Security, auditability, permissions, logging, and compliance often depend on the surface through which the tool is used. A team using an IDE extension is not having the same governance conversation as a team using a consumer chat app, even if both are powered by the same model family.
For executives, this means deployment policy should not stop at the model name. It should include the approved surfaces through which that capability can be accessed.
Layer 5: The IDE or editor
The IDE layer is where much of the competitive heat in AI coding now lives.
Traditional editors used to compete on language support, extension ecosystems, debugging, speed, and developer ergonomics. Now they also compete on how deeply AI is embedded into the product architecture.
That creates an important distinction between an editor with AI features and an AI-native editor.
Some tools treat AI as an add-on.
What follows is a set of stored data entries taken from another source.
PR #21167, opened 2026-01-15
feat(taiko-client): dont use ws subscription and switch to http polling 

MatusKysel:


MatusKysel:
@claude plz review

MatusKysel:
@codex review

MatusKysel:
@claude plz review, @codex review

packages/taiko-client/cmd/flags/common.go
```diff
@@ -21,12 +21,12 @@ var (
 
 // Required flags used by all client software.
 var (
-	L1WSEndpoint = &cli.StringFlag{
-		Name:     "l1.ws",
-		Usage:    "Websocket RPC endpoint of a L1 ethereum node",
+	L1HTTPEndpoint = &cli.StringFlag{
```
YoGhurt111, line 26: Can we add HTTP support instead of replacing WebSocket?

MatusKysel: maybe it should be just L1 endpoint ? and it could be universal ? WDYT?

davidtaikocha: imo it's better to keep this change backward compatible, so let's keep the `l1.ws` flag here, wdyt?

MatusKysel: so do you want 2 flags? or we will keep old one for both ws/http?

davidtaikocha: Keep `l1.ws` (if we want to make it backward compatible) for both ws/http seems not direct... so let's create another `l1.http`, and only require one of them?

MatusKysel: fixed a42e34c315cfbd2750c28f0fee533935354e0077

packages/taiko-client-rs/crates/driver/src/sync/event.rs
```diff
@@ -605,27 +605,17 @@ where
         let derivation = Arc::new(derivation_pipeline);
         let router = self.build_router(derivation.clone());
 
-        let mut scanner = self
-            .cfg
-            .client
-            .l1_provider_source
-            .to_event_scanner_from_tag(start_tag)
-            .await
-            .map_err(|err| SyncError::EventScannerInit(err.to_string()))?;
```
davidtaikocha, line 614: Seems this feature is not really friendly with the `event-scanner` our `taiko-client-rs` is using, let me think about it...

davidtaikocha:
Closed by https://github.com/taikoxyz/taiko-mono/pull/21450

PR #21178, opened 2026-01-16
fix(repo): shell injection in deploy workflow and tighten websocket origins

RinZ27:
Refactored the Vercel deployment workflow to use intermediate environment variables for user-supplied inputs. Direct interpolation into `run:` steps is a known vector for command injection.

Modified the WebSocket upgrader in the preconfirmation block server to enforce origin validation. The previous permissive policy allowed connections from any origin, introducing unnecessary CSRF risk to the driver component.

Also added directory name sanitization in the bridged-token-scanner tool to prevent potential path traversal when handling network names with special characters.

Impact:
- Mitigates runner takeover risks in GitHub Actions.
- Protects the preconfirmation server from cross-site WebSocket hijacking.
- Ensures local tool scripts operate within their designated data directories.

### DIFF
--- a/.github/workflows/repo--vercel-deploy.yml
+++ b/.github/workflows/repo--vercel-deploy.yml
@@ -43,10 +43,19 @@ jobs:
         run: pnpm add --global vercel@latest
 
       - name: Pull Vercel Environment Information
-        run: vercel pull --yes --environment=${{ inputs.environment }} --token=${{ secrets.vercel_token }}
+        env:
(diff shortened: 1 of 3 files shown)


RinZ27:
Addressed the security findings regarding shell injection and WebSocket origin checks. Also resolved any potential conflicts. Ready for review.

davidtaikocha:
Closed due to being outdated.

Others rebuild the experience around autocomplete, multi-file editing, background task execution, codebase retrieval, and agent-style workflows. This changes not only what the editor can do, but how the developer works inside it hour by hour.
That said, editor choice and harness choice are still separate decisions.
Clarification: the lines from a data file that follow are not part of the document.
PR #21179, opened 2026-01-16
fix(bridge-ui): shadowed address validation state in AddCustomERC20

sashaodessa:
Fix a real UI logic bug caused by variable shadowing in `AddCustomERC20.svelte`, where the component-level `isValidEthereumAddress` flag was never updated.


davidtaikocha:
Closed due to being outdated.

PR #21190, opened 2026-01-19
feat(protocol): set inbox parameters for mainnet and devnet.

ggonzalez94:
This PR is the result of our first session going trough the parameters for the inbox for mainnet and devnet. There are also some that we collectively decided were not necessary anymore given proposal cadence and future zk gas.

This PR also updates `numForcedInclusions` to uint16 to prevent an edge case where if more than 255 inclusions are due proposing becomes stucked.

### Removed Parameters
- `minCheckpointDelay`: was originally introduced when we were finalizing in the prove function. Now that we are doing it when finalizing, and planning to aggregate aggressively, we can basically sync the checkpoint on ever prove. There's no need to have this parameter
- `minForcedInclusionCount`: originally developed as a rate limit to avoid overwhelming, but given we plan to introduce zk gas soon, this is not a concern. Currently there is also no attack vector on forced inclusions that is also not present by just submitting txs to the L2 mempool 

---

> [!NOTE]
> Introduces finalized mainnet/devnet Inbox parameters and simplifies proving/checkpointing.
> 
> - Removes `minForcedInclusionCount` and `minCheckpointDelay`; deletes `forceCheckpointSync` from `ProveInput`, codec, and tests
> - `prove` now always saves a checkpoint (updates `lastCheckpointTimestamp`) and drops `checkpointSynced` from `Proved` event
> - Tightens forced inclusion handling: after processing requested items, reverts if any older due inclusion remains unprocessed
> - Bond check on propose only when `minBond > 0`
> - Sets network configs:
>   - Mainnet: ring buffer `21_600`, `minBond/livenessBond=0`, `withdrawalDelay=1w`, `provingWindow=4h`, `permissionlessProvingDelay=5d`, `maxProofSubmissionDelay=3m`, `basefeeSharingPctg=75`, `forcedInclusionDelay=576s`, `forcedInclusionFeeInGwei=1_000_000`, `forcedInclusionFeeDoubleThreshold=50`, `permissionlessInclusionMultiplier=160`
>   - Devnet: similar values with ring buffer `100`
> - Deployment script updates constructors (drops bond/delay params) and removes related env vars
> - Updates gas snapshots and refactors tests to new API/behavior, adding checkpoint validity assertions
> 
> <sup>Written by [Cursor Bugbot](https://cursor.com/dashboard?tab=bugbot) for commit ac577677b280fd9ab1ce2846160142495b481c78. This will update automatically on new commits. Configure [here](https://cursor.com/dashboard?tab=bugbot).</sup>


packages/protocol/contracts/layer1/mainnet/MainnetInbox.sol
```diff
@@ -40,26 +34,25 @@ contract MainnetInbox is Inbox {
...
                 proposerChecker: _proposerChecker,
                 proverWhitelist: _proverWhitelist,
                 signalService: LibL1Addrs.SIGNAL_SERVICE,
                 bondToken: _bondToken,
-                minBond: _minBond,
-                livenessBond: _livenessBond,
-                withdrawalDelay: _withdrawalDelay,
-                provingWindow: 4 hours,
-                permissionlessProvingDelay: 72 hours,
+                minBond: 0,
```
YoGhurt111: `0` for mainnet?

ggonzalez94: yes, during the time we have the prover whitelist we don't need a bond(since the proposers can't get slashed since we are the only ones proving anyways). Once we make proving permisionless again after we test and audit the guest program, then we need to set a min bond and an appropiate liveness bond

davidtaikocha (approved):

YoGhurt111 (approved):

A team may standardize on one editor while supporting multiple harnesses inside it. Another team may prefer a best-of-breed harness for deep work and keep a different editor for everyday coding. Treating those as separate decisions usually leads to better outcomes than assuming one purchase solves every layer at once.
Layer 6: Workflow surfaces
The top of the stack is where AI tooling becomes organizational rather than individual.
Developers may love or hate a specific IDE, but the long-term switching cost often accumulates elsewhere. It accumulates in workflow surfaces: issue systems, pull request review, chat-based handoffs, design-to-build transfers, and automated triage.
This is where the most durable platforms tend to form.
Once a company’s tickets, reviews, design artifacts, and team handoffs start flowing through a connected AI ecosystem, the stickiness rises fast. The editor is no longer the only control point. The workflow becomes the product.
This matters because executives often focus first on individual developer productivity. That is understandable, but incomplete. The deeper strategic question is which workflow surfaces the organization wants to standardize around. The strongest long-term moat may not be in the text box where a developer prompts the model. It may be in the system where work gets assigned, reviewed, and shipped.
Three rules executives should remember
Three practical rules fall out of the stack.
First, layer confusion creates category confusion. If you do not know what layer a product occupies, you will compare the wrong things and buy the wrong bundle.
Second, the model and the harness are separate decisions. The same model can behave very differently depending on the harness wrapped around it. Treating the harness as a minor detail is one of the fastest ways to misunderstand why one tool succeeds and another fails.
Third, agent quality usually depends more on harness quality than on model quality. The best model in the world cannot compensate for poor context management, weak tool use, or a broken execution loop. If you want reliable task completion, look closely at the harness.
What this means for Thorsten Meyer AI readers
If you are evaluating AI coding tools, stop asking which brand is “best” in the abstract. Start asking where each product sits in the stack.
That one move clarifies the market.
It tells you what a product actually does.
It tells you what it competes with.
It tells you what it complements.
It tells you whether you are replacing a model, a harness, an editor, or a workflow.
And it tells you whether a debate inside your company is real or just a category mistake.
The companies that win with AI in software delivery will not necessarily be the ones with the flashiest demos. They will be the ones that understand the layers, separate the decisions, and design their stack intentionally.
That is the real value of the six-layer model. It gives leaders a mental model strong enough to cut through the noise.